Ollama 是一款开源工具,让你在本地机器上运行大语言模型(LLM)。无论你关注数据隐私、想要消除 API 成本,还是需要离线 AI 能力,Ollama 都能让你用一条命令下载和运行 Llama 3、Mistral、Code Llama 等模型。本指南涵盖从安装到生产部署的全部内容。
Ollama 让你用一条命令在本地运行 LLM。在 macOS/Linux/Windows 上安装后,运行 "ollama run llama3" 即可开始对话,使用 localhost:11434 的 REST API 集成到应用中,通过 Modelfile 创建自定义模型。支持 CUDA、Metal 和 ROCm GPU 加速。
- Ollama 支持 100+ 模型,包括 Llama 3、Mistral、Code Llama、Phi-3 和 Gemma 2
- 在 macOS 和 Linux 上一条命令安装;所有平台可用 Docker
- REST API 位于 localhost:11434,提供 /api/generate、/api/chat 和 /api/embeddings 端点
- 自定义 Modelfile 可调整参数、设置系统提示词和创建专用模型
- GPU 加速支持 CUDA(NVIDIA)、Metal(Apple Silicon)和 ROCm(AMD)
- 7B 模型需要 8GB 内存,13B 需要 16GB,70B 需要至少 64GB
什么是 Ollama?为什么要在本地运行 LLM?
Ollama 是一个轻量级开源框架,用于在本地机器上运行大语言模型。它封装了 llama.cpp,提供易用的 CLI 和 REST API,自动处理模型下载、量化、GPU 加速和内存管理。
本地运行 LLM 有三大优势:数据完全私密不会离开你的机器,零 API 成本无限查询,低延迟推理无需网络往返。
Ollama 已成为 2026 年本地 LLM 推理的事实标准,拥有超过 200,000 个 GitHub star,与所有主流 AI 框架集成。支持 macOS、Linux 和 Windows。
安装指南
macOS(Intel 和 Apple Silicon)
Ollama 对 macOS 有一流支持,Apple Silicon 上自动启用 Metal GPU 加速。安装不到一分钟。
# Option 1: Download from ollama.com (recommended)
# Visit https://ollama.com/download and install the .dmg
# Option 2: Install via Homebrew
brew install ollama
# Start the Ollama service
ollama serve
# In a new terminal, run your first model
ollama run llama3
# Verify installation
ollama --version
# ollama version 0.6.2Linux
在 Linux 上,官方安装脚本会处理一切,包括 NVIDIA CUDA 驱动检测。Ollama 作为 systemd 服务运行。
# One-line install (detects NVIDIA CUDA automatically)
curl -fsSL https://ollama.com/install.sh | sh
# Start Ollama as a systemd service
sudo systemctl enable ollama
sudo systemctl start ollama
# Check service status
sudo systemctl status ollama
# Run a model
ollama run llama3
# View logs for debugging
journalctl -u ollama -fWindows
Ollama 现在有原生 Windows 安装程序,支持 NVIDIA 和 AMD 显卡的 GPU 加速。不再需要 WSL2。
# Download the Windows installer from ollama.com/download
# Run OllamaSetup.exe — it installs as a Windows service
# After installation, open PowerShell or Command Prompt
ollama run llama3
# The API is available at http://localhost:11434
# Ollama runs in the system tray on WindowsDocker(所有平台)
Docker 是最便携的选择,适用于 macOS、Linux 和 Windows。Linux 上支持 NVIDIA GPU 透传。
# CPU only
docker run -d -v ollama:/root/.ollama -p 11434:11434 \
--name ollama ollama/ollama
# With NVIDIA GPU support (requires nvidia-container-toolkit)

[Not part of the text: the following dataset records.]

PR #1658, opened 2025-05-13
attempt to fix CI

deronnax:
CI on main is [currently failing](https://github.com/crossbario/autobahn-python/actions/runs/14976696211/job/42070723486) with this error:

```
    ../meson.build:31:9: ERROR: Dependency 'girepository-2.0' is required but not found.
```
Probably just a missing dependancies that was previously present by default on ubuntu images. Let's try to fix it in this PR. I think we are experiencing the same problem than https://github.com/beeware/toga/issues/3143 (TLDR: pygobject packaging changed)

### DIFF
--- a/.github/workflows/deploy.yml
+++ b/.github/workflows/deploy.yml
@@ -18,7 +18,7 @@ jobs:
 
   build_wheels:
     name: Build & Upload
-    runs-on: ubuntu-22.04
+    runs-on: ubuntu-24.04
     steps:
     - uses: actions/checkout@v3
 
--- a/.github/workflows/main.yml
+++ b/.github/workflows/main.yml
@@ -16,7 +16,7 @@ jobs:
       # WEB3_INFURA_PROJECT_ID: ${{ secrets.WEB3_INFURA_PROJECT_ID }}
       # WEB3_INFURA_API_SECRET: ${{ secrets.WEB3_INFURA_API_SECRET }}
 
-    runs-on: ubuntu-22.04
+    runs-on: ubuntu-24.04
     steps:
     - uses: actions/checkout@v3
 
@@ -52,8 +52,8 @@ jobs:
     runs-on: ${{ matrix.os }}
     strategy:
       matrix:
-        os: [ubuntu-22.04]
-        # os: [ubuntu-22.04, macos-latest, windows-latest]
+        os: [ubuntu-24.04]
+        # os: [ubuntu-24.04, macos-latest, windows-latest]
 
         # python 3.11 fails with "src/twisted/test/raiser.c:198:12: fatal error: longintrepr.h: No such file or directory"
         # twisted doesn't yet support 3.11 formally: https://github.com/twisted/twisted/blob/trunk/pyproject.toml#L24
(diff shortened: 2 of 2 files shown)


deronnax:
@oberstet can I get a workflow run please ?

oberstet:
thanks for working on this! let's see what happens. oh, did you retract the PR again? anyways, I'll start again should you submit a PR. rgd

>missing dependancies that was previously present by default on ubuntu images

we are using virtualenv's, and not distro Python. everywhere. as it should be. do not use distro Python, the repackaging of Python packages into distro packages is unneeded/unhelpful/not-recommended. well, in general, and yes, I have strong opinions;)

oberstet:
`girepository` isn't on PyPI - as a separate package. what Python package does it come with?

maybe just gobject? as in: https://github.com/beeware/toga/issues/3143

deronnax:
I will explain you a bit later. I just pushed a commit but I need an approval for the CI run, again. Can you do make it so that I don't need an approval on this PR for every commit?

oberstet:
thanks for trying! makes sense, but ... 

```
oberstet@intel-nuci7:~$ uname -a
Linux intel-nuci7 5.15.0-139-generic #149-Ubuntu SMP Fri Apr 11 22:06:13 UTC 2025 x86_64 x86_64 x86_64 GNU/Linux
oberstet@intel-nuci7:~$ lsb_release -a
No LSB modules are available.
Distributor ID:	Ubuntu
Description:	Ubuntu 22.04.5 LTS
Release:	22.04
Codename:	jammy
oberstet@intel-nuci7:~$ apt show libgirepository-2.0-dev
N: Paket libgirepository-2.0-dev kann nicht gefunden werden.
N: Mittels des Musters »libgirepository-2.0-dev« konnte kein Paket gefunden werden.
N: Paket libgirepository-2.0-dev kann nicht gefunden werden.
N: Mittels des Musters »libgirepository-2.0-dev« konnte kein Paket gefunden werden.
E: Keine Pakete gefunden
oberstet@intel-nuci7:~$ 
```

which is the same on the GH build env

docker run -d --gpus=all -v ollama:/root/.ollama \
-p 11434:11434 --name ollama ollama/ollama
# Run a model inside the container
docker exec -it ollama ollama run llama3
# Pull a model without interactive session
docker exec ollama ollama pull mistral运行模型
Ollama 提供包含 100+ 预构建模型的模型库。ollama run 命令会下载模型(如需要)并启动交互式对话。
热门模型
# General purpose — Meta Llama 3 (8B, fast and capable)
ollama run llama3
# Mistral 7B — excellent reasoning, multilingual
ollama run mistral
# Code Llama — optimized for code generation
ollama run codellama
# Microsoft Phi-3 — small but powerful (3.8B)
ollama run phi3
# Google Gemma 2 — strong general performance (9B)
ollama run gemma2
# DeepSeek Coder V2 — top coding model
ollama run deepseek-coder-v2
# Llama 3 70B — near GPT-4 quality (needs 64GB RAM)
ollama run llama3:70b
# Multimodal — LLaVA (vision + text)
ollama run llava
# Then provide an image: /path/to/image.jpg What is in this image?模型性能对比
大多数模型有多种大小。较小的模型更快但能力较弱,较大的模型输出更好但需要更多资源。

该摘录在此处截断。